The World Will Suffer If China’s Nonstate Economy Runs Dry
(Bloomberg Businessweek) -- For the better part of four decades, the rise of China’s entrepreneurial class has seemed unstoppable. Unleashed by Deng Xiaoping’s reforms beginning in the late 1970s, the country’s private businesses have fueled the biggest economic boom in the world.
But what if China’s nonstate sector isn’t as strong as it looks? What if, instead, it’s been pushed along by risky lending and frothy financial markets? That fear, along with concerns about increased government meddling, gripped investors in 2018. As domestic financial conditions tightened, Chinese equities went into the deepest sell-off among major stock markets.
The turmoil has ratcheted up pressure on the ruling Communist Party, which already faces the difficult task of combating an economic slowdown while at the same time preventing the country’s record debt burden from triggering a crisis. A failure to thread that policy needle could affect markets and economies around the world in 2019. China’s leaders “are fighting fires on so many fronts now,” says John-Paul Smith, the London-based founder of Ecstrat Ltd. whose bearish stance on Chinese stocks in recent years has proved prescient. “Investors at the very least should be preparing for slowing growth. At the worst, there’s a possibility of considerable financial instability.”
Nonstate companies have lost at least $992 billion in market value since mid-June, or about $32 million for every minute of trading, according to data compiled by Bloomberg and WisdomTree Investments Inc. In October their shares tumbled at the fastest pace in more than three years relative to companies with government ownership. Local corporate borrowers, almost all of them privately owned, defaulted on a record $6.6 billion of debt in the third quarter. At least 57 nonstate businesses have accepted government bailouts in 2018. Such a wave of quasi nationalizations would have been unthinkable just a few years ago.
The pain has been felt at companies large and small—from internet behemoth Tencent Holdings Ltd. to Jiaxing Linglingjiu Electric Lighting, a producer of thermal bulbs whose owner is weighing whether to ditch the business to go farm a plot of land in China’s rural northeast. “When we meet with fellow factory owners, we don’t ask, ‘How’s business?’ like in previous years,” says Xu Xihong, who started Jiaxing Linglingjiu in 2009 after moving into a factory abandoned by a bankrupt state-run manufacturer of electric fans. “Now it’s ‘Do you think you will make it through the year?’ and ‘When are you going to get evicted?’ ”
Donald Trump’s tariffs and the Federal Reserve’s interest-rate hikes have played a role, but the biggest triggers have been local.
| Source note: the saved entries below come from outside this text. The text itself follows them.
PR #440, opened 2023-03-23
feat: add dan wallet ui

Cifko:
Description
---
As it is now, it supports only accounts (create, list) and keys(list, create, activate).

---
`npm install` and `npm run dev` in the `applications/tari_dan_wallet_web_ui` (currently it uses port 9000)

Breaking Changes
---

- [x] None
- [ ] Other - Please specify


sdbondi (dismissed):
utACK - some files need a license

PR #441, opened 2023-03-23
feat: add flow templates

stringhandler:
Description
---
Adds flow template definitions for composing multiple templates into a single template. 

Other changes (sorry):
- Resume any downloads on templates on startup
- Templates are loaded dynamically instead of being loaded before execution starts (this is necessary for composability)
- Templates can now be published using a URL instead of a local folder path. 
   - this is for WASM and flow templates: `cargo run --bin tari_validator_node_cli -- templates publish -u HTTP://localhost:9000/file.wasm`
- Removed fees for per-kb for wasm since the templates are loaded dynamically, it can't be determined. The size of the template is also not really relevant IMO for fees
- Add names of parameters to the ABI. This is so that they can be correctly wired in flows, but also helps readability of the ABI.
- Added a max recursion to prevent calling a flow from a flow to infinity

Motivation and Context
---
Flow templates are JSON definitions that wire together other templates similar to how instructions are joined. 

How Has This Been Tested?
---
Tested manually with this example flow: 
https://raw.githubusercontent.com/tari-project/test-templates/72284e73678099cbc92a5318035542f5ee76935a/src/flows/faucet_to_account.json

Breaking Changes
---

- [x] None
- [ ] Other - Please specify


dan_layer/engine/src/flow/workers/call_method_worker.rs
```diff
@@ -0,0 +1,98 @@
...
+            context.auth_scope.clone(),
+            &component_address,
+            method_name,
+            // TODO: put in rest of args
+            args,
+            context.recursion_depth + 1,
+            context.max_recursion_depth,
+        )?;
+
+        let result = exec_result.raw.clone();
```
stringhandler: Note:
Not sure if this is a bucket or a bucket_ref. 

If it is a bucket:
 We currently allow returning a bucket and passing a bucket to the next method. This opens the door to users creating binary buckets and passing them to valid method that expect the bucket to only be created by the run time

CjS77:
utACK

PR #450, opened 2023-03-30
feat!: make resource address deterministic

stringhandler:
Description
---
Make resource addresses deterministic, specifically: `Hash(template_address, token_symbol)`

Motivation and Context
---
Currently, the resource address is unpredictable, making some contracts difficult. For example, you can't create a resource and mint an NFT in the same transaction because the wallet does not know which shards to include in it.

How Has This Been Tested?
---
Unit tests, and tests with NFT contracts

---
Create an NFT or fungible token and check the resource address created is the same.

Breaking Changes
---

- [ ] None
- [x] Other - Resources will be created in a new place. Existing templates must be recompiled.

BREAKING CHANGE: Resources will be created in a new place. Existing templates must be recompiled.


applications/tari_validator_node/src/bootstrap.rs
```diff
@@ -356,13 +359,16 @@ where
...
+        // metadata.insert(TOKEN_SYMBOL, "tXTR2".to_string());
 
         tx.insert_substates(SubstateShardData::new(
             shard_id,
             address,
             0,
-            Substate::new(0, Resource::new(ResourceType::Confidential, metadata)),
+            Substate::new(
+                0,
+                Resource::new(ResourceType::Confidential, "tXTR2".to_string(), metadata),
```
jorgeantonio21, line 369: What does `tXTR2` stand for ?

jorgeantonio21 (commented):
Are we dropping the use of `ObjectClaim` for all ?

applications/tari_validator_node/src/bootstrap.rs
stringhandler: It's the testnet layer 2 tari. No official name yet. 

ObjectClaim was an idea I had in an earlier design. It was to prove ownership on a per-shard level. It turns out it's easier to use the whole transaction's ownership, so it's better to just use that

mrnaveira (dismissed):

By far the most important: the Chinese government’s almost two-year campaign to rein in the country’s $9 trillion shadow banking industry—financial companies that aren’t regulated like traditional lenders. While the clampdown was designed to make China’s financial system safer and more transparent, it’s crimped a key funding channel for private-sector companies that lack access to state-run banks. Faced with a drying up of credit and the country’s weakest economic expansion since 2009, more small businesses are defaulting on debt or liquidating.
Larger companies, including Tencent and conglomerates such as Dalian Wanda Group Co., have been hurt by tighter regulations, contributing to a growing perception among investors that President Xi Jinping, who may rule China indefinitely after he scrapped term limits this year, wants to prevent nonstate companies from growing too powerful. Under Xi, leaders have called for stronger party guidance of entrepreneurs. A phrase increasingly whispered in business circles: “Guo jin min tui,” or “The state advances, the private sector retreats.”
Optimists see the jump in private-sector defaults as a healthy purge of companies that have been propped up for too long by reckless shadow lenders. Strong companies are still growing. Private-sector investment in fixed assets rose at an 8.7 percent annual rate in September, up from 2.5 percent two years ago, according to government statistics. Bytedance Ltd., a Beijing-based online media startup, raised $3 billion in October in a deal that valued the six-year-old company at $75 billion.
Skeptics say China’s market turmoil is a sign that the country has backtracked on Deng’s reforms and failed to develop sustainable financing options. They also see rising odds of a policy misfire as tumbling share prices add to a long list of challenges, including the trade war with the U.S. and a weakening yuan.
The government has announced steps to ease funding strains, such as a requirement that a third of new bank loans go to private-sector companies. But the measures unveiled so far haven’t been strong enough, says Liu Xingqiang, president of a trade group for small and midsize enterprises in Hebei province. He says about 80 percent of the companies he sees are “dragging out their feeble existence” and that state banks remain reluctant to lend. “For us,” Liu says, “the banks will only add icing to the cake and never offer fuel in snowy weather.”